Give back only the lines in the records below from the one with "- [ ] Tested" to the one with "As an example", both inclusive, word for word.

* Records from a data source:
***
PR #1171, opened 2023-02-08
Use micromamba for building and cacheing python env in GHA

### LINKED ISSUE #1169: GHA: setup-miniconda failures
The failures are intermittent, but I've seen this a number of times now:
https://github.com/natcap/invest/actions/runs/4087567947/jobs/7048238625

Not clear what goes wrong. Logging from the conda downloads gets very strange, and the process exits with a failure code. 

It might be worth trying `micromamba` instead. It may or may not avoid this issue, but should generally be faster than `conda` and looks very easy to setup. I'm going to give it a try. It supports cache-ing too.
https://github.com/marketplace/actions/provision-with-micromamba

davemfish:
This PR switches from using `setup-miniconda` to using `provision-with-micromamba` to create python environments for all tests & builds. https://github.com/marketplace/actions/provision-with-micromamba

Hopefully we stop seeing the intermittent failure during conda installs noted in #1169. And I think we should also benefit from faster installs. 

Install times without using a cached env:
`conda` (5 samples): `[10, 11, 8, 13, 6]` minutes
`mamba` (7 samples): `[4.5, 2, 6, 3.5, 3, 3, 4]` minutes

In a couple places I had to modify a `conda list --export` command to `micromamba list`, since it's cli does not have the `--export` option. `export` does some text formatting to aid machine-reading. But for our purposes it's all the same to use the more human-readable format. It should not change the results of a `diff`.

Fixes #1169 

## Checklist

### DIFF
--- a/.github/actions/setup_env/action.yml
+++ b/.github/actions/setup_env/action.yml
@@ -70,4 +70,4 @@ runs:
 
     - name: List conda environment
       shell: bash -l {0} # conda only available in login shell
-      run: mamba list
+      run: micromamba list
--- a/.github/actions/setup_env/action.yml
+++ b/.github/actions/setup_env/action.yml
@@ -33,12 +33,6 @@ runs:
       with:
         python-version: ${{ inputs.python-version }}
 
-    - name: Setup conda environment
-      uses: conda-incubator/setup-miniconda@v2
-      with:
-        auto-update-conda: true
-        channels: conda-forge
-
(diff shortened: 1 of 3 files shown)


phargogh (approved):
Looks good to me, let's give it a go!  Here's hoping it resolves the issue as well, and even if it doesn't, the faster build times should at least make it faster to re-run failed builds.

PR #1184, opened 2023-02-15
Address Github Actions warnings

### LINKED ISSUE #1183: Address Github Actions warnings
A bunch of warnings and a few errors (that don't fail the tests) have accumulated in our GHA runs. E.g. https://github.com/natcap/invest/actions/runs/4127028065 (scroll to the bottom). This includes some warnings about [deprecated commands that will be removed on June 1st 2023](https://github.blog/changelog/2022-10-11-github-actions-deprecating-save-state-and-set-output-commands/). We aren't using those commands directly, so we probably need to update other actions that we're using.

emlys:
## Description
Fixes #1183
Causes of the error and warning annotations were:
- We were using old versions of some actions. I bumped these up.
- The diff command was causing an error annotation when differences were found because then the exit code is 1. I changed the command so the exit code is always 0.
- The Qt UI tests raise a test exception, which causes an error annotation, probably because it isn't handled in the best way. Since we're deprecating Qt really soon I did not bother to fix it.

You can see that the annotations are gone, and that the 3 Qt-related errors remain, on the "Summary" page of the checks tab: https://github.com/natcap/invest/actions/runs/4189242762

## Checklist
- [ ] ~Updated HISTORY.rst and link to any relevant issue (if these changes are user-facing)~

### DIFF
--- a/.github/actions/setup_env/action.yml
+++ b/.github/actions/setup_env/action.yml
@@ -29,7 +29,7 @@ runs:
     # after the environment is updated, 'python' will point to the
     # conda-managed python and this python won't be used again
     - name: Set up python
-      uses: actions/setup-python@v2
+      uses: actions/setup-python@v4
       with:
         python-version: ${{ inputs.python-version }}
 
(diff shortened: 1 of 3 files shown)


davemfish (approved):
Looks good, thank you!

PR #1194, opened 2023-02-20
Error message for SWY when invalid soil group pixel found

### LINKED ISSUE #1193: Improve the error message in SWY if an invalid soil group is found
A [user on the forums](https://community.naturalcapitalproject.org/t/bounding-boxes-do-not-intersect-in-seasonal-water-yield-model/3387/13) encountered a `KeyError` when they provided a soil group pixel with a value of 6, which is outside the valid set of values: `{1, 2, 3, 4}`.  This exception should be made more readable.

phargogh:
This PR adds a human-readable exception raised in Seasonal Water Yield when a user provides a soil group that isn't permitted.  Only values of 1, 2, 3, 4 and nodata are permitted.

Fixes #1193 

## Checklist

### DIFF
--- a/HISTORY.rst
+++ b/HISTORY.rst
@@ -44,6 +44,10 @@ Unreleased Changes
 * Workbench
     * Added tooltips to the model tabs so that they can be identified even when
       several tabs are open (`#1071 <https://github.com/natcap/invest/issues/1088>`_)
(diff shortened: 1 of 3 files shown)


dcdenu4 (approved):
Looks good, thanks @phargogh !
***
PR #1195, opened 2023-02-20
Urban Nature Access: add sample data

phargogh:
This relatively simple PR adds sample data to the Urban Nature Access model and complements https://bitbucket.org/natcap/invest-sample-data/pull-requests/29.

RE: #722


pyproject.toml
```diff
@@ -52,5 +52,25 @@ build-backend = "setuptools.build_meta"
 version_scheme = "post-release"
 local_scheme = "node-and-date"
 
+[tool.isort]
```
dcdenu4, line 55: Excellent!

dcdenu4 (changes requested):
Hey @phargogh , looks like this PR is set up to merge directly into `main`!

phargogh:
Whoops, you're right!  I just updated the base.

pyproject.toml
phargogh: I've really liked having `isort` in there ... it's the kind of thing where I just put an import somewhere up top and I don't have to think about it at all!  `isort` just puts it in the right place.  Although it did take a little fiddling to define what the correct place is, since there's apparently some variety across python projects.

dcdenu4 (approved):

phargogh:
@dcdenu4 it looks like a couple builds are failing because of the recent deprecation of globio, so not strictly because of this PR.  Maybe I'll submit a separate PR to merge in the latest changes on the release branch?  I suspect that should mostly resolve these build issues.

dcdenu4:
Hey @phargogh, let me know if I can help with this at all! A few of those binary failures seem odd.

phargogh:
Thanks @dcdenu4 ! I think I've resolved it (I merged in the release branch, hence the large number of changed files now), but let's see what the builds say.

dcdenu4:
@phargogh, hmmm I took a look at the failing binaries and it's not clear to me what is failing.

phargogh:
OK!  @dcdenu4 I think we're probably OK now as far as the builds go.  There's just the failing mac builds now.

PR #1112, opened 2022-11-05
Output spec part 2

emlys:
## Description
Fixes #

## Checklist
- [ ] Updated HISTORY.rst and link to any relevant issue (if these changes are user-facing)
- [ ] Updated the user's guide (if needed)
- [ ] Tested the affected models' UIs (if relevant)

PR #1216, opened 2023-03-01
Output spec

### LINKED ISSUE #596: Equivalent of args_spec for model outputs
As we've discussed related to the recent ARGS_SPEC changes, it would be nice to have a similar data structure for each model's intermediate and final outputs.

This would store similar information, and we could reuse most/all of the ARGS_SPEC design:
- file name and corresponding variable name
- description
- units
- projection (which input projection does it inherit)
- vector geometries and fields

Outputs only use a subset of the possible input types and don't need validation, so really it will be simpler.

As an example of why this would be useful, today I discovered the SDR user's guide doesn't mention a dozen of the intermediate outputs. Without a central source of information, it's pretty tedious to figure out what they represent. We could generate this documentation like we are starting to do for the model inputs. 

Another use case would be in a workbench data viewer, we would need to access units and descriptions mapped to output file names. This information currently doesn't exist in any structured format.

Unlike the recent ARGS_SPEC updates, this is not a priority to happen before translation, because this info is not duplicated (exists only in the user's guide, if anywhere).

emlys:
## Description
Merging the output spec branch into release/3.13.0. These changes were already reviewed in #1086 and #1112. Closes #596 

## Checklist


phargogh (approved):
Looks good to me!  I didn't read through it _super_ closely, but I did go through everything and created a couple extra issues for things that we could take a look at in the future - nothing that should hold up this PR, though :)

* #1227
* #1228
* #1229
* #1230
***
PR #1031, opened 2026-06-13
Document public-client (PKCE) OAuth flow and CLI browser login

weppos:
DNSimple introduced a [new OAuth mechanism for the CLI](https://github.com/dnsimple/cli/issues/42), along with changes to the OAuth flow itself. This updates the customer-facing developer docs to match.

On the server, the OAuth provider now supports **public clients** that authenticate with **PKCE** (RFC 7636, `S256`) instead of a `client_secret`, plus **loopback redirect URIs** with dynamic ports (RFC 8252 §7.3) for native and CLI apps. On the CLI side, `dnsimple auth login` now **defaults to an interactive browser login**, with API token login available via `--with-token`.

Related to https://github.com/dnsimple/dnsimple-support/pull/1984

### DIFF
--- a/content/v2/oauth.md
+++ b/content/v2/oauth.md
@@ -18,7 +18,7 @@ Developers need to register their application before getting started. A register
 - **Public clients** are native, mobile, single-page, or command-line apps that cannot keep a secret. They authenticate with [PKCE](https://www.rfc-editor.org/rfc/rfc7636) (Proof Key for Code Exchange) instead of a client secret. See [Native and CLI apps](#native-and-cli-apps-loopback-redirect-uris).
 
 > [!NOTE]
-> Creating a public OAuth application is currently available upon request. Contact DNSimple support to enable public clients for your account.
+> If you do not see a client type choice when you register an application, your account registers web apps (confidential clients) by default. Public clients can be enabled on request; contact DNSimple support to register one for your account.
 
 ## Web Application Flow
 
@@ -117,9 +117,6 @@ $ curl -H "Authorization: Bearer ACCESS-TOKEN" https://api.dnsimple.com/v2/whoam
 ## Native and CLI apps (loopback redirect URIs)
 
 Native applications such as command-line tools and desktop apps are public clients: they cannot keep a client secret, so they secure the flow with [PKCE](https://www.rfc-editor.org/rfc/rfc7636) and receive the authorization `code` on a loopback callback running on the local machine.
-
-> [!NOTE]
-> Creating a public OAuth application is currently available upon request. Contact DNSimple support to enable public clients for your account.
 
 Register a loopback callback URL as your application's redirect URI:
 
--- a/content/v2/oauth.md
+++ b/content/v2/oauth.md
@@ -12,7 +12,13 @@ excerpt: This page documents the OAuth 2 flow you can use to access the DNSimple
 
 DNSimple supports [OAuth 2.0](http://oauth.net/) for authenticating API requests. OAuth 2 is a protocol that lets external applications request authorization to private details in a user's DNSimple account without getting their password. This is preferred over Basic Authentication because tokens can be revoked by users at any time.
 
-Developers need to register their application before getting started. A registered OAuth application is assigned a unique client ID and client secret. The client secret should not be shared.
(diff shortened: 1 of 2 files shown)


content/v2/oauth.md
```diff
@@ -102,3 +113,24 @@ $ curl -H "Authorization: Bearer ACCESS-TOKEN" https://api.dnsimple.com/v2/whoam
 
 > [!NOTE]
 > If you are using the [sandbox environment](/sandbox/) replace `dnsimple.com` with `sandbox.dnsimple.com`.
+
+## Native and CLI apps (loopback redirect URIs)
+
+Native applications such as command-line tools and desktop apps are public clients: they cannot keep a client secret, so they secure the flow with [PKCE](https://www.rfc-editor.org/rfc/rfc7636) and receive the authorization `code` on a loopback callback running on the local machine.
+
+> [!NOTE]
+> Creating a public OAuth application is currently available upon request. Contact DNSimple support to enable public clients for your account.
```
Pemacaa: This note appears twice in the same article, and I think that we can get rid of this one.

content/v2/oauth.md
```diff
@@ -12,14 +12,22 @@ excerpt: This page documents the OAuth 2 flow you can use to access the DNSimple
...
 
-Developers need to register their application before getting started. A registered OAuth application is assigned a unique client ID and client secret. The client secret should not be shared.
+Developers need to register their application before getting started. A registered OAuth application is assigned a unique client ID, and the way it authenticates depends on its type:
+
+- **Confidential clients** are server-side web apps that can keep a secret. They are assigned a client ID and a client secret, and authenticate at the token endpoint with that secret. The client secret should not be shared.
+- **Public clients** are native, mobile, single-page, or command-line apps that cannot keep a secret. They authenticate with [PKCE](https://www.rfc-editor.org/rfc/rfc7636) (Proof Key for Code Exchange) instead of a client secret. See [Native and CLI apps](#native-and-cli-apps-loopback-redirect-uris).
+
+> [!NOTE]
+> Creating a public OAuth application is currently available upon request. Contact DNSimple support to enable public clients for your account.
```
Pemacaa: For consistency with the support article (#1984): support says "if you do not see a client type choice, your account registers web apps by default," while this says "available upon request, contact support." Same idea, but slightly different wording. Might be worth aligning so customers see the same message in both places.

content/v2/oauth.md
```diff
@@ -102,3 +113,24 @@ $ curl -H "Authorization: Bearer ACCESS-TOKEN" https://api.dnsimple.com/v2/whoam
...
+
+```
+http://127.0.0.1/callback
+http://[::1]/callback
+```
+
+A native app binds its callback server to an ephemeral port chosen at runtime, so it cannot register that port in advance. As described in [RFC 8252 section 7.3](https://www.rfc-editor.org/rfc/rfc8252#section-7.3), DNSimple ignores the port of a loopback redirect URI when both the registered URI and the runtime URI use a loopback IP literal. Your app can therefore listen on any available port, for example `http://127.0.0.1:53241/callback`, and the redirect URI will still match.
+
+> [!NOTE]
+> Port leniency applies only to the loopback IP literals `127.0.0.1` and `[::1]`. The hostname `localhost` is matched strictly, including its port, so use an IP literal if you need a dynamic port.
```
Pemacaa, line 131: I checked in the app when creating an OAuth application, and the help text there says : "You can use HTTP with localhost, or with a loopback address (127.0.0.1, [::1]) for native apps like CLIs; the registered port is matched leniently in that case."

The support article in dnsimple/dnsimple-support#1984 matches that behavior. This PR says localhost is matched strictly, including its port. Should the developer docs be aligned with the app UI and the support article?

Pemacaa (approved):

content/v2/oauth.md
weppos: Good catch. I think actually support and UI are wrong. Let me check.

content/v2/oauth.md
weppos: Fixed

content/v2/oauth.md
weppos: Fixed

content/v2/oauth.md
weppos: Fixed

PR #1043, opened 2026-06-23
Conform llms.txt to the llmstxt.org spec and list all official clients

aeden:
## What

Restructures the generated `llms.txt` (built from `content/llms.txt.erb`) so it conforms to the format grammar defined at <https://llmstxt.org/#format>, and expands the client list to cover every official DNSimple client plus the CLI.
***
* OUTPUT OF THE EXERCISE:
- [ ] Tested the affected models' UIs (if relevant)

PR #1216, opened 2023-03-01
Output spec

### LINKED ISSUE #596: Equivalent of args_spec for model outputs
As we've discussed related to the recent ARGS_SPEC changes, it would be nice to have a similar data structure for each model's intermediate and final outputs.

This would store similar information, and we could reuse most/all of the ARGS_SPEC design:
- file name and corresponding variable name
- description
- units
- projection (which input projection does it inherit)
- vector geometries and fields

Outputs only use a subset of the possible input types and don't need validation, so really it will be simpler.

As an example of why this would be useful, today I discovered the SDR user's guide doesn't mention a dozen of the intermediate outputs. Without a central source of information, it's pretty tedious to figure out what they represent. We could generate this documentation like we are starting to do for the model inputs. 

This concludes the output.